With the revelation that Virginia is running another gigantic surplus, the debate over the budget and taxes is heating up again. The terms of debate, as I argue in this week’s Bacon’s Rebellion, have shifted decisively in favor of the low-tax advocates.

Last week, Jerry Kilgore argued that the surplus proves that last year’s tax increase was not needed. Now the House of Delegates is in an uproar. As Michael Hardy sums up yesterday’s developments in the Richmond Times-Dispatch: “Some House Republicans, still smarting over [Mark Warner’s] success in winning passage of a record $1.4 billion in tax increases last year, renewed cries that the package was unnecessary because of substantially higher-than-predicted rates of state tax collections.”

House Appropriations Chair Vincent F. Callahan, R-Fairfax, estimated that the state will have an extra $500 million at the end of the fiscal year — presumably over and above the $900 million or so surplus that the Warner administration had anticipated back in December/January and the General Assembly spent, mostly on transportation.
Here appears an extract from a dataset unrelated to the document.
PR #178, opened 2024-03-11
Always render annotation resources in Viewer

adamjarling:
## What does this do?

Fixes a bug where Annotation Resources were being hidden when a user configures their `Viewer` to hide the `InformationPanel`.  For example, say there are VTT files associated with a Video in a `canvas`, these should always render alongside the content.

Del. R. Steven Landes, R-Augusta, was particularly harsh in his criticism of the Warner administration: “You all have the worst record of any administration,” he told Finance Secretary John Bennett at a House hearing. Del. Leo C. Waldrup Jr., R-Virginia Beach, characterized Warner as acting like “Chicken Little” about state finances.

Bennett conceded that the state needed to improve its forecasting ability. But the issue really isn’t the Warner administration’s forecasting record. Forecasting is inherently a hit or miss proposition; no one is very good at it. Warner’s mistake was justifying tax increases based on six-year projections that a long-term, structural budget deficit would leave Virginia unable to meet core obligations. Long-term forecasts are even more uncertain than short-term forecasts. Moral of the story: Don’t increase taxes on the basis of shortfalls that might materialize some hazy time in the future.

Virginia never needed the 2004 tax increase. It’s time to talk rollback.